> Exercise directions:
Your job is to set down the stretch of entries that opens with the line containing "--- a/src/builder.cc" and closes with the line containing "ZERO WIDTH NON-JOINER". Keep both end lines, copy each exactly, and add nothing.

> Data:
PR #2661, opened 2026-05-21
clang 22, clang-tidy 22

mikea:


fhanau (approved):
Ubuntu 26.04 has been released recently, supports LLVM 22 and should be available in GitHub Actions within days, maybe that's the cleaner approach in the long run.
I stamped this anyway in case you have a short-term use for it

PR #550, opened 2020-10-01
Add option list to README

stephantul:
Hi, 

thanks for the great package. I was missing an overview of parameters to pass to `SentencePieceTrainer`. When just using `pip install sentencepiece`, `spm_train` is not installed by default, and, as such, the `spm_train --help` command is not available. This PR adds an overview of the options (basically just an md file with the output of `spm_train --help` pasted in.


stephantul:
@googlebot I signed it!

PR #570, opened 2020-10-22
fix bpe dropout with alpha == 0 (now yields deterministic BPE)

### LINKED ISSUE #569: Bug with BPE dropout?
I am attempting to use the BPE-dropout feature from the either the command line or the python API. I show the python example because `spm_encode` doesn't support dropout-bpe at all based on `spm_encode --help`.

Im using version `0.1.93`.

I start by making my BPE model. There was no mention of dropout in `spm_train --help` so I assume we don't have to specify anything here.
```
spm_train --input=spm.corpus --model_prefix=spm --vocab_size=32000 --model_type=bpe --byte_fallback
```
We will now use this model to tokenise stochastically from Python. Looking at `help(s.encode)` I read `alpha: Soothing parameter for unigram sampling, and merge probability for
      BPE-dropout.` The parameter seems to have no effect unless we set `enable_sampling=True`, for example:
```
>>> import sentencepiece as spm
>>> s = spm.SentencePieceProcessor(model_file='spm.model')
>>> s.encode('New York', out_type=str, alpha=1.0)
['▁New', '▁York']
>>> s.encode('New York', out_type=str, alpha=0.0)
['▁New', '▁York']
>>> s.encode('New York', out_type=str, alpha=0.5)
['▁New', '▁York']
```

When we do set it, I expected that `alpha=1.0` would yield character segmentation (always drop-out) while `alpha=0.0` would yield deterministic BPE. *(Actually the documentation mentions `merge probability` not `dropout probability` so I would expect the opposite but let's assume there was a misspelling in the doc)*.

In any case while `alpha = 1.0` works, `alpha = 0.0` doesn't. The function seems to be unaware that my model is BPE and not Kudo's LM based on the error message:

```
>>> # Good
>>> s.encode('New York', out_type=str, enable_sampling=True, alpha=1.0)
['▁', 'N', 'e', 'w', '▁', 'Y', 'o', 'r', 'k']
>>> # Here I expected deterministic BPE
>>> s.encode('New York', out_type=str, enable_sampling=True, alpha=0.0)
Traceback (most recent call last):
  File "<stdin>", line 1, in <module>
  File "/mnt/work/home/estergiadis/tf2.0/lib/python3.6/site-packages/sentencepiece.py", line 268, in Encode
    'When enable_sampling is True, We must specify "nbest_size > 1" or "nbest_size = -1", '
RuntimeError: When enable_sampling is True, We must specify "nbest_size > 1" or "nbest_size = -1", and "0.0 < alpha < 1.0". "nbest_size = -1" is enabled only on unigram mode and samples from all candidates on the lattice instead of nbest segmentations. 
```

The error message is obviously false (we were able to use `enable_sampling=True` without specifying `nbest_size` and with `alpha==1.0` in the call right above. 

So all in all, how should one do BPE-dropout?

steremma:
Minimally Fixes #569 

Error conditions and messages can be further improved by being model type specific (i.e. alpha has different requirements for LM vs BPE mode).

### DIFF
--- a/python/sentencepiece.i
+++ b/python/sentencepiece.i
@@ -263,7 +263,7 @@ class PySentenceIterator : public sentencepiece::SentenceIterator {
                   nbest_size < 0: assuming that nbest_size is infinite and samples
                     from the all hypothesis (lattice) using
                     forward-filtering-and-backward-sampling algorithm.
-      alpha: Soothing parameter for unigram sampling, and merge probability for
+      alpha: Soothing parameter for unigram sampling, and dropout probability for
         BPE-dropout.
     """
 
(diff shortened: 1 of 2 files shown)


taku910:
Let me close this PR as the fix is already merged.

PR #585, opened 2020-11-19
Remove dependencies on glog

thaink:
This is an effort to make this branch buildable for Android.
- Remove all deps on glog, replacing it by the log implementation on master branch
- Refactor the deps on gflags in src/BUILD

### DIFF
--- a/src/common.h
+++ b/src/common.h
@@ -16,15 +16,111 @@
 #define COMMON_H_
 
 #include <cstring>
+#include <iostream>
 #include <memory>
 #include <string>
 #include <utility>
 #include <vector>
 
-#include <glog/logging.h>
 #include "src/deps/basic_types.h"
 #include "src/deps/canonical_errors.h"
 #include "src/deps/status.h"
 #include "src/deps/status_macros.h"
+
+#if defined(_WIN32) && !defined(__CYGWIN__)
+#define OS_WIN
+#else
+#define OS_UNIX
+#endif
+
+namespace sentencepiece {
+namespace error {
+
+void Abort();
+void Exit(int code);
+void SetTestCounter(int c);
+void ResetTestMode();
+bool GetTestCounter();
+
+class Die {
+ public:
+  explicit Die(bool die) : die_(die) {}
+  ~Die() {
+    std::cerr << std::endl;
+    if (die_) {
+      Abort();
+    }
+  }
+  int operator&(std::ostream &) { return 0; }
+
+ private:
+  bool die_;
+};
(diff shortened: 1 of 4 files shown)


thaink:
@taku910 @resec Could you take a look at this PR?

thaink:
Also update protobuf to v3.9.2 since v3.6.1.2 is deprecated.

thaink:
PTAL @taku910

src/common.h
```diff
@@ -16,15 +16,111 @@
...
+}
+}  // namespace logging
+}  // namespace sentencepiece
+
+#define LOG(severity)                                                     \
+  ::sentencepiece::error::Die(::sentencepiece::logging::LOG_##severity >= \
+                              ::sentencepiece::logging::LOG_FATAL) &      \
+      std::cerr << ::sentencepiece::logging::BaseName(__FILE__) << "("    \
+                << __LINE__ << ") "                                       \
+                << "LOG(" << #severity << ") "
```
broken, line 87: should this order be reversed? I believe bitwise-and reads left to right, so the newline will occur before the message.

src/common.h
```diff
@@ -16,15 +16,111 @@
...
+
+#define CHECK(condition)                                                      \
+  (condition) ? 0                                                             \
+              : ::sentencepiece::error::Die(true) &                           \
+                    std::cerr << ::sentencepiece::logging::BaseName(__FILE__) \
+                              << "(" << __LINE__ << ") [" << #condition       \
+                              << "] "
```
broken, line 94: Here too. Will the program exit before the message is printed?

broken (commented):
thanks for making this update!

src/common.h
thaink: It is fine as Abort only get called in destructor.
The '&' operator ensure the log get printed before that.

src/common.h
thaink: Same as above.

src/common.h
broken: Ah; yes. I completely overlooked that. Thanks.

taku910:
Just a confirmation: Is this PR for bazel branch?  Don't we have any side-effect on master branch?

thaink:
Right. This PR is only for the bazel branch. It will not affect the master branch.

thaink:
Do you think the continuous test fail is related to this PR?

thaink:
Can I have a LGTM?

taku910:
merged. Thank you

PR #623, opened 2021-02-10
add spm proto headers to install

erasaur:
first off, thanks for all your work on this project! 

I came across a small issue trying to run through the example [here](https://github.com/erasaur/sentencepiece/blob/master/doc/api.md#sentencepiecetext-proto) -- currently, if I follow the instructions for installing from source, the protobuf headers aren't installed so the example fails (can't `#include <sentencepiece.pb.h>`). not sure if I'm just missing some steps but I figure I should submit the PR in case this is indeed an oversight.

to be precise, I'm using ubuntu and running these commands for installing (not using builtin proto):
```
% sudo apt-get install cmake build-essential pkg-config libgoogle-perftools-dev libprotobuf-dev protobuf-compiler
% git clone https://github.com/google/sentencepiece.git 
% cd sentencepiece
% mkdir build
% cd build
% cmake -DSPM_USE_BUILTIN_PROTOBUF=OFF ..
% make -j $(nproc)
% sudo make install
% sudo ldconfig -v
```


erasaur:
@googlebot I signed it!

PR #630, opened 2021-02-23
Prevent Zero Width Joiner replaced with whitespace

sarubi:
Resolve google/sentencepiece#629

Currently, the Zero Width Joiner character has been [replaced by whitespace](https://github.com/google/sentencepiece/commit/18c337f32d376b339f15a48c7ccc5c1c288345a1#diff-c0960ff1cd2e917394da837d2a75ca10e06abab61bbd2d36f174fa284c8d700bR57266). Due to that Sinhala language that requires Zero Width Joiner getting altered and resulted in wong output. 

Ideally, we shouldn't replace Zero Width Joiner (200D) with whitespace or empty since it indicates to join two chars without zero width(no whitespace). Also, It requires to present in order to decode the segmentation to raw test successfully. We should keep these special characters as it is.

This PR eliminate the places where WZJ has replaced with whitespace. after referrog to the commit [1],
data/nmt_nfkc.tsv
data/nmt_nfkc_cf.tsv 
builder.cc 

The even-though local build [2] was successful, unfortunately, src/normalization_rule.h didn't get updated, hence I couldn't able to apply my changes. 
Appreciate it if anyone provides insight on this since I wanted to make it work for the Sinhala Language. 

[1] https://github.com/google/sentencepiece/commit/18c337f32d376b339f15a48c7ccc5c1c288345a1#diff-c0960ff1cd2e917394da837d2a75ca10e06abab61bbd2d36f174fa284c8d700bR57266
[2] https://github.com/google/sentencepiece#build-and-install-sentencepiece-command-line-tools-from-c-source

### DIFF
--- a/src/builder.cc
+++ b/src/builder.cc
@@ -368,7 +368,6 @@ util::Status Builder::BuildNmtNFKCMap(CharsMap *chars_map) {
   nfkc_map[{0xFEFF}] = {0x20};  // ZERO WIDTH NO-BREAK
   nfkc_map[{0xFFFD}] = {0x20};  // REPLACEMENT CHARACTER
   nfkc_map[{0x200C}] = {0x20};  // ZERO WIDTH NON-JOINER
-  nfkc_map[{0x200D}] = {0x20};  // ZERO WIDTH JOINER
 
   // Ascii Control characters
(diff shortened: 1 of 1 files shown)


sarubi:
@googlebot I signed it!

> Task answer:
--- a/src/builder.cc
+++ b/src/builder.cc
@@ -368,7 +368,6 @@ util::Status Builder::BuildNmtNFKCMap(CharsMap *chars_map) {
   nfkc_map[{0xFEFF}] = {0x20};  // ZERO WIDTH NO-BREAK
   nfkc_map[{0xFFFD}] = {0x20};  // REPLACEMENT CHARACTER
   nfkc_map[{0x200C}] = {0x20};  // ZERO WIDTH NON-JOINER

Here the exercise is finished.